Vodafone. Bad cop: Good choreography, cool track, stylised look… and yet, it doesn’t really add up.
Good cop (offers the witness a cigarette and a cola): You can tell us, corporate made you do this? They shaved off all the edges? They said they wanted to be as fresh and non-addy as Apple HomePod, until they didn’t, right?
Axe. Bad cop: I confess, like an old Lord’s member watching a game of Twenty-20 cricket, it rather goes over my old head.
Good cop: However, Felipe, a fan posting on YouTube says "those plucks are Lit!". Millions of views, a cute love story, an ad posing as a music video, it’s probably banging.
Bad cop: Even though we’re playing the "we’re not the target market" card, I still think this hasn’t come out dope.
We both wanted to be good cop on Kahlúa.
Good cop 1: A great fresh insight that makes you smile and is executed with outstandingly fresh design. I’ll give it a like. And an excited happy emoji. The one with the jazz hands.
Good cop 2: That dancing lady emoji and a fist pump.
Finally we finish with Reebok, and here Nadja unashamedly takes the role of good cop.

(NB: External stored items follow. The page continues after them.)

Issue #4170, opened 2017-06-20
Reduce size of wp-cli.phar.


gitlost:
`wp-cli.phar` is huge. Most of that hugeness comes from containing behat, phpunit, composer, and the Symfony components used by them.

I see composer is used by `package-command`. But was wondering if behat and phpunit are necessary? I experimented with removing them and their Symfony components, plus the "features" directory of commands, and the phar size was reduced by 30%.

danielbachhuber:
> But was wondering if behat and phpunit are necessary?

No, they're included mistakenly.

Issue #4108, opened 2017-05-30
Hook up build process to complete test suite.


schlessera:
In https://github.com/wp-cli/wp-cli/issues/3950 , we've built a mechanism for running the combined set of tests for the framework as well as all commands, which now resides in https://github.com/wp-cli/phar-build .

* [x] Have test system download built nightly Phar: `wget -O ...`
* [x] Rename repository to reflect sole purpose as running the full test suite.
* [x] Configure Travis to run on a nightly basis.
* [x] Set up Slack notifications for build failures.

danielbachhuber:
@schlessera I've updated the issue description with a task list of what I think's remaining here. Can you verify?

schlessera:
@danielbachhuber I'm not sure about the first item on the check list. Maybe we're not talking about the same thing here...

The current repository was originally built to run checks _before_ building the Phar, as a result of a pull request. So, it pulls everything in via the source packages, and then runs the test suites of all these packages.

For the first item, I suppose you want to have the tests run against the final nightly build of the Phar instead, not the source that would be used for that build.

So the question is: do you want me to change the tests to download the Phar nightly and run the tests against this? Or maybe just have both mechanisms, to detect problems in either source or Phar use cases?

danielbachhuber:
> The current repository was originally built to run checks before building the Phar, as a result of a pull request. So, it pulls everything in via the source packages, and then runs the test suites of all these packages.

Correct, this is my understanding.

> For the first item, I suppose you want to have the tests run against the final nightly build of the Phar instead, not the source that would be used for that build.

Yes. My thinking is that, given #4095, it'd be simpler (and more correct) to run the test suite against an existing distributed build.

At this point, I'm fine with catching any regressions on a nightly basis. If they start happening more frequently, we can run the test suite more often.

danielbachhuber:
@schlessera Do you have an opinion on the new repository name? One idea (that I don't really love): `wp-cli/full-test-suite`

schlessera:
Options:
* `wp-cli/test-runner`
* `wp-cli/nightly-tests`
* `wp-cli/automated-tests`

I think I like that last one best, as it makes it clear there's no human action required, and it is general enough to be able to take on additional related roles if it makes sense.

schlessera:
Related: https://meta.trac.wordpress.org/ticket/3025

danielbachhuber:
`wp-cli/automated-tests` works for me.

danielbachhuber:
[...]

PR #4185, opened 2017-06-26
Reduce included files (behat/phpunit in particular). Add 'cli' test build option.

gitlost:
Issue https://github.com/wp-cli/wp-cli/issues/4170

Does not include behat or phpunit files.

Tries in general to only include files needed - for instance only specific symfony components, and no spdx-licenses, command, console or Pear stuff for composer.

Excludes "composer/ca-bundle/res/cacert.pem" as it doesn't seem to be needed as "rmccue/requests/library/Requests/Transport/cacert.pem" is used instead.

Processes the autoload_* files to remove unused entries.

Also adds a `build` option to make a much reduced test phar that can only run `cli` commands such as `wp --version` and `wp cli check-update` - although not used here it will be in a future patch to speed up testing (`cli.feature` in particular). (See https://github.com/gitlost/wp-cli/pull/12 for the gory details.)

Also removes the "Include base project files, because the autoloader will load them" branch, added in https://github.com/wp-cli/wp-cli/pull/3923, that doesn't seem to be needed (I think).


danielbachhuber:
Thanks @gitlost. It'd be nice to get https://github.com/wp-cli/wp-cli/issues/4108 running completely before we land this.

gitlost:
Yes, are there ideas floating around as to how to do that?!

danielbachhuber:
> Yes, are there ideas floating around as to how to do that?!

@schlessera had it running, but I'm unsure of its current status.

schlessera:
I'll try to move #4108 forward, it is one of the tasks I wanted to be done for 1.3.0 as well.

danielbachhuber:
@gitlost Happy with this? If so, feel free to merge at your convenience.

I'd like to get this landed sooner rather than later so we can see if any bugs shake out of it.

Good cop: This is right in my algorithmic sweet spot as I’m slightly obsessed with sneakers and nails. This one is funny, it’s bonkers, a bit weird and therefore also memorable. For a brand that’s been struggling against its competitors, it feels like a cool step-out into entertainment.
Bad cop: It’s its own thing, but there are hints of Southern Comfort crossed with a bit of Skittles in there.
And we’re done. Think we’ve earned our doughnuts and coffee. Are you happy now, Vicky?